(Beginning of TASK MATERIAL)
PR #97, opened 2026-08-04
Record how many tools an agent called

lemmy:
Record how many tools an agent called, and which TLA+ tool each reached for.

Every agentic backend now reports a tally through the parse_run_metadata hook the runner already merges into result.json:

    "tool_calls": {"total": 88, "tlaps": 38, "tlc": 0, "apalache": 0,
                   "other": 50}

The split answers a second question the data could not: whether agents reach for the checkers the container ships. Across 659 recorded sessions here they called tlapm 46022 times, Apalache 35, and TLC twice.

Recognition works on the executable of each command in a pipeline, not a substring of the line, so `grep tlapm notes.txt` is not a prover run; command substitution and shell keywords are boundaries too, because `out=$(tlapm ...)` and `for g in ...; do tlapm ...; done` are how agents actually invoke it. Java-hosted tools resolve by main class, since tla2tools.jar holds TLC, the SANY parser and the PlusCal translator alike.

### DIFF
--- a/src/evaluator/backends/cursor.py
+++ b/src/evaluator/backends/cursor.py
@@ -9,6 +9,7 @@ import subprocess
 from ipaddress import ip_address
 from urllib.parse import urlparse
 
+from evaluator import toolcalls
 from evaluator.usage import UsageSummary
 
 from .agentic import AgenticBackend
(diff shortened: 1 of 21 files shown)


Qian-Cheng-nju:
@munimthahmid I reviewed and added some changes. Could you review that?

src/evaluator/backends/cursor.py
```diff
@@ -54,6 +55,109 @@ def _result_usage(event: dict[str, object]) -> UsageSummary | None:
...
+            result_count += 1
+            continue
+        if result_count and event_type in {"assistant", "system", "tool_call"}:
+            activity_after_result = True
+        if event_type != "tool_call":
+            continue
+        subtype = event.get("subtype")
+        raw_call = event.get("tool_call")
+        if not isinstance(raw_call, dict) or not raw_call or len(raw_call) != 1:
+            lifecycle_warnings.append("Cursor tool call has an invalid tool_call object")
```
munimthahmid: I tested this with the current Cursor CLI. The tool call completed successfully with matching `started` and `completed` events and a clean terminal result, but it was reported as `complete=false` and `is_lower_bound=true`.

```text
total=1
tlaps=1
available=true
complete=false
is_lower_bound=true
warnings=["Cursor tool call has an invalid tool_call object"]
```

The emitted event had this shape:

```json
{
  "type": "tool_call",
  "subtype": "started",
  "call_id": "...",
  "tool_call": {
    "shellToolCall": {
      "args": {
        "command": "tlapm --version"
      }
    },
    "hookAdditionalContexts": [],
    "toolCallId": "...",
    "startedAtMs": "..."
  }
}
```

Current Cursor events include metadata alongside `shellToolCall`, so the `len(raw_call) != 1` check marks valid successful calls as incomplete. We should ignore the metadata when identifying the tool type.

munimthahmid (changes requested):
I reviewed the implementation and tested it against all six agentic backends: Claude Code, Codex, Copilot, Cursor, Pi, and LiteLLM. Found an issue with Cursor . I left an inline comment about that issue. Other than that, the tool-call accounting worked correctly.

src/evaluator/backends/cursor.py
Qian-Cheng-nju: Fixed in `ec205d15`: Cursor now identifies the unique `*ToolCall` field and ignores sibling metadata regardless of order; regression tests added.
(End of TASK MATERIAL)
_WORK INSTRUCTION_:
Return each line exactly, beginning at the start of the material above and ending at the line that includes "--- a/src/evaluator/backends/cursor.py", with both of those kept.

_WRITTEN SOLUTION_:
PR #97, opened 2026-08-04
Record how many tools an agent called

lemmy:
Record how many tools an agent called, and which TLA+ tool each reached for.

Every agentic backend now reports a tally through the parse_run_metadata hook the runner already merges into result.json:

    "tool_calls": {"total": 88, "tlaps": 38, "tlc": 0, "apalache": 0,
                   "other": 50}

The split answers a second question the data could not: whether agents reach for the checkers the container ships. Across 659 recorded sessions here they called tlapm 46022 times, Apalache 35, and TLC twice.

Recognition works on the executable of each command in a pipeline, not a substring of the line, so `grep tlapm notes.txt` is not a prover run; command substitution and shell keywords are boundaries too, because `out=$(tlapm ...)` and `for g in ...; do tlapm ...; done` are how agents actually invoke it. Java-hosted tools resolve by main class, since tla2tools.jar holds TLC, the SANY parser and the PlusCal translator alike.

### DIFF
--- a/src/evaluator/backends/cursor.py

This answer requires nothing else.